Atomistic modeling of the mixing properties and local structure of Be(Al,Cr,FeIII)2O4 solid solutions

Abstract

The thermodynamic and elastic properties of mixing have been calculated and the local structure of Be(Al,Cr,FeIII)2O4 solid solutions has been analyzed using a previously elaborated set of interatomic potentials for atomistic modeling of simple and complex beryllium oxides, which almost exactly reproduced their structural, elastic, and thermodynamic properties. Calculations have been performed for a (4a × 2b × 2c) supercell of the olivine structural type with the relieved nontranslational symmetry (space group P1), which has made it possible to specify the distribution of trivalent atoms over nonequivalent positions and to provide relaxation of the local structure.
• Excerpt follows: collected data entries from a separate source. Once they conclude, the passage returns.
PR #1178, opened 2025-07-23
Add support for parameterized filters in service declarations and add `removeQueryParams` built-in filter

Ndpnt:


src/archivist/services/index.test.js
```diff
@@ -1,14 +1,506 @@
...
+      const paramFilter = (dom, param) => param;
+      const serviceFilters = { paramFilter };
+      const result = getServiceFilters(serviceFilters, [{ paramFilter: 'foo' }]);
+
+      expect(result[0]).to.be.a('function');
+      expect(result[0].name).to.equal('paramFilter');
+      expect(result[0](null, 'context')).to.equal('foo');
+    });
+
+    context('parameters passed to filters', () => {
```
MattiSG, line 302:
```suggestion
    describe('parameters passed to filters', () => {
```

src/archivist/services/index.test.js
```diff
@@ -1,14 +1,506 @@
...
+          testParameterPassing({ param1: 'param1', param2: 'param2' });
+        });
+      });
+    });
+  });
+
+  describe('#createSourceDocuments', () => {
+    const realFilterNames = Object.keys(exposedFilters);
+    let result;
+    const serviceId = 'service_with_filters_history';
```
MattiSG, line 346:
```suggestion
    const SERVICE_ID = 'service_with_filters_history';
    let result;
```

src/archivist/services/index.test.js
```diff
@@ -1,14 +1,506 @@
...
+        combine: [
+          {
+            fetch: 'https://example.com/doc1',
+            select: '.content',
+            filter: ['removeShareButton'],
+          },
+          {
+            executeClientScripts: true,
+            remove: '.doc2-ads',
+          },
```
MattiSG, line 409: In [our doc](https://docs.opentermsarchive.org/terms/reference/declaration/), we say:

> Common properties (can be a combination of “select”, “remove”, “filter” and “executeClientScripts”) that are shared across all source documents can be factorized

…yet what I see here is a source document with no `fetch` property. Is that expected to be valid? If so, the doc needs to be corrected.

src/archivist/services/index.js
```diff
@@ -4,261 +4,284 @@ import { pathToFileURL } from 'url';
...
-  const rawServiceDeclaration = await fs.readFile(jsonDeclarationFilePath);
+export async function loadServiceDeclaration(serviceId) {
+  const filePath = path.join(declarationsPath, `${serviceId}${JSON_EXT}`);
 
   try {
-    return JSON.parse(rawServiceDeclaration);
+    return JSON.parse(await fs.readFile(filePath));
   } catch (error) {
-    throw new Error(`The "${serviceId}" service declaration is malformed and cannot be parsed in ${jsonDeclarationFilePath}`);
+    throw new Error(`The "${serviceId}" service declaration is malformed and cannot be parsed in ${filePath}`);
```
MattiSG, line 52: This is not true anymore: with the change above now including file read in the `try` block, there are other potential failure reasons than a malformed file.

src/archivist/services/index.js
```diff
@@ -4,261 +4,284 @@ import { pathToFileURL } from 'url';
...
-        location: sourceDocumentLocation || location,
-        executeClientScripts: (sourceDocumentExecuteClientScripts === undefined || sourceDocumentExecuteClientScripts === null ? executeClientScripts : sourceDocumentExecuteClientScripts),
-        contentSelectors: sourceDocumentContentSelectors || contentSelectors,
-        insignificantContentSelectors: sourceDocumentInsignificantContentSelectors || insignificantContentSelectors,
-        filters: sourceDocumentFilters || filters,
-      }));
-    }
+export function getServiceFilters(serviceFilters, filterNames) {
+  if (!filterNames) {
+    return undefined;
```
MattiSG, line 91:
```suggestion
    return;
```

src/archivist/services/index.js
```diff
@@ -4,261 +4,284 @@ import { pathToFileURL } from 'url';
...
   }
 
-  service.addTerms(new Terms({ service, type: termsType, sourceDocuments }));
+  const filters = filterNames.reduce((filters, filterItem) => {
```
MattiSG, line 94: Then `filterNames` is misnamed, if its entries are not filter names 😉

src/archivist/services/index.js
```diff
@@ -4,261 +4,284 @@ import { pathToFileURL } from 'url';
...
+    let filterFunction;
+
+    if (typeof filterItem === 'string') {
+      filterFunction = exposedFilters[filterItem] || serviceFilters[filterItem];
+    } else if (typeof filterItem === 'object' && filterItem !== null) {
+      const [ filterName, params ] = Object.entries(filterItem)[0];
+      const baseFunction = exposedFilters[filterName] || serviceFilters[filterName];
+
+      if (baseFunction) {
```
MattiSG, line 103: So we silently fail if the filter name has no match? Shouldn't we throw a validation error if the user tries to apply a filter that does not exist? Most likely it is a typo and we will save them time; if not, it is likely a misunderstanding of the usage of filters, such as copy-pasting another declaration without having the appropriate filter file, and we should inform them as well.

src/archivist/services/index.js
```diff
@@ -4,261 +4,284 @@ import { pathToFileURL } from 'url';
...
+      }
+    }
+    if (filterFunction) {
+      filters.push(filterFunction);
+    }
+
+    return filters;
+  }, []);
+
+  return filters.length ? filters : undefined;
```
MattiSG, line 117: Why don't we return an empty array, so that the value type is consistent?

src/archivist/services/index.js
```diff
@@ -4,261 +4,284 @@ import { pathToFileURL } from 'url';
...
-  Object.keys(filters).forEach(filterName => {
-    if (filterNames.includes(filterName)) {
-      filters[filterName].forEach(({ validUntil }) => allHistoryDates.push(validUntil));
-    }
-  });
+  await Promise.all(Object.entries(declarations).map(([ termsType, declarationEntries ]) => addTermsHistory(service, service.id, termsType, declarationEntries, filters)));
+}
+
+async function addTermsHistory(service, serviceId, termsType, declarationEntries, filters) {
+  const filterNames = [...new Set(declarationEntries.flatMap(d => d.filter))].filter(Boolean);
```
MattiSG, line 143: `d`? What is `d`?
```suggestion
  const filterNames = [...new Set(declarationEntries.flatMap(termsDeclaration => termsDeclaration.filter))].filter(Boolean);
```

src/archivist/services/index.js
```diff
@@ -4,261 +4,284 @@ import { pathToFileURL } from 'url';
...
+  return filtersHistory;
 }
 
 async function fileExists(filePath) {
   try {
     await fs.access(filePath);
 
     return true;
-  } catch (error) {
-    if (error.code === 'ENOENT') {
```
MattiSG, line 260: Why was this removed? It reads like a safety mechanism to avoid being too broad about silencing errors, and I could not find a rationale for broadening in 2e69c40ccf5866654f9a555635d4562f9ac3fc5b.

MattiSG (changes requested):
Wow, that's a big changeset! 😆 I think it will be useful to work on the doc before shipping the new version.

In order to minimize the number of comments in the review, I have consolidated hopefully non-controversial suggestions in a dedicated PR https://github.com/OpenTermsArchive/engine/pull/1181.
 
- Let's talk about the usage of `before`/`beforeEach`/`it` in tests 🙂 
- I discover that the engine uses `filter` as a terminology for handling the whole extraction process, including `remove` and… filters. This is very confusing. What are our plans for aligning the vocabulary better?
- As a related note, I like the idea that the standard treatment we apply systematically (converting relative URLs, removing scripts and styles…) could just be filters like any other. This would simplify the architecture. Let's talk about it.

src/archivist/extract/filter.js
```diff
@@ -0,0 +1,61 @@
+export const LINKS_TO_CONVERT_SELECTOR = 'a[href]:not([href^="#"]):not([href=""])';
+
+export default async function filter(webPageDOM, sourceDocument) {
+  await applyCustomFilters(webPageDOM, sourceDocument);
+  convertRelativeURLsToAbsolute(webPageDOM, sourceDocument.location);
+  removeUnwantedElements(webPageDOM);
+  updateProtectedLinks(webPageDOM);
+
+  webPageDOM.remove(sourceDocument.insignificantContentSelectors);
```
Ndpnt, line 9: Move back in `index.js`

MattiSG:
> should we change the signature of the filter function?

Following sync discussion with @Ndpnt, we decide to go with the suggested implementation, leading to a breaking change, but with no adaptation costs as no filter from the federated collections uses that second parameter.

In the future, our favorite implementation is to provide `document` and `declaration` through `this`, as it is part of what is provided by the engine; and the parameters that are passed are the ones in the declaration, so that the user aligns declaring and passing parameters;

src/archivist/services/index.test.js
Ndpnt: fetch property is factorized and here is `fetch: 'https://example.com/base',`

PR #1197, opened 2025-09-30
Reduce memory footprint when tracking terms with multiple source documents

Ndpnt:
On the VLOPSEs IE server, memory usage is reduced by a factor of 10 when processing combined terms from approximately 50 source documents.

### DIFF
--- a/CHANGELOG.md
+++ b/CHANGELOG.md
@@ -9,6 +9,7 @@ All changes that impact users of this module are documented in this file, in the
 ### Changed
 
 - Improve memory management when tracking terms with multiple source documents
+- All available snapshots are now stored in multi-documents terms, even if some are unavailable. 
 
 ## 9.0.0 - 2025-09-25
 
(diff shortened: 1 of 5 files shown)


src/archivist/services/sourceDocument.js
```diff
@@ -35,6 +35,11 @@ export default class SourceDocument {
     return result.filter(selector => selector);
   }
 
+  clearContent() {
+    this.content = null;
```
MattiSG, line 39: > You know better, but just sharing that it might be useful to set some sort of indicator in the object that content has been cleared, so that empty content is not confused with an issue in the content loading itself… ?

CHANGELOG.md
```diff
@@ -2,6 +2,14 @@
 
 All changes that impact users of this module are documented in this file, in the [Common Changelog](https://common-changelog.org) format with some additional specifications defined in the CONTRIBUTING file. This codebase adheres to [Semantic Versioning](https://semver.org/spec/v2.0.0.html).
 
+## Unreleased [minor]
```
MattiSG, line 5: Why is this not just a patch?
```suggestion
## Unreleased [patch]
```

Ndpnt: See in sync, behavior changed.

PR #1199, opened 2025-10-07
Update supported Node versions

MattiSG:
Done in #1189, missed metadata update

### DIFF
--- a/.github/workflows/test.yml
+++ b/.github/workflows/test.yml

The mixing properties have been calculated over the entire range of compositions, the changes in the Gibbs free energy with variations in temperature and the regions of stability of the solid solutions have been estimated, and the critical values of the temperature and composition have been determined. The histograms of the distributions of M-M, M-O, and O-O interatomic distances, as well as MO6 octahedron volumes, have been constructed; the compliances of cation positions have been evaluated; and the groups of atoms that are most readily shiftable from their ideal positions have been established. The performed analysis has demonstrated that two different octahedral positions M1 and M2 in the olivine-type structure, namely, chrysoberyl, are extremely sensitive to their own atomic environment. This leads to a preferable incorporation of Al3+ cations into the M1 octahedral position, whereas larger-sized Cr3+ (Fe3+) cations preferentially occupy the M2 octahedral position.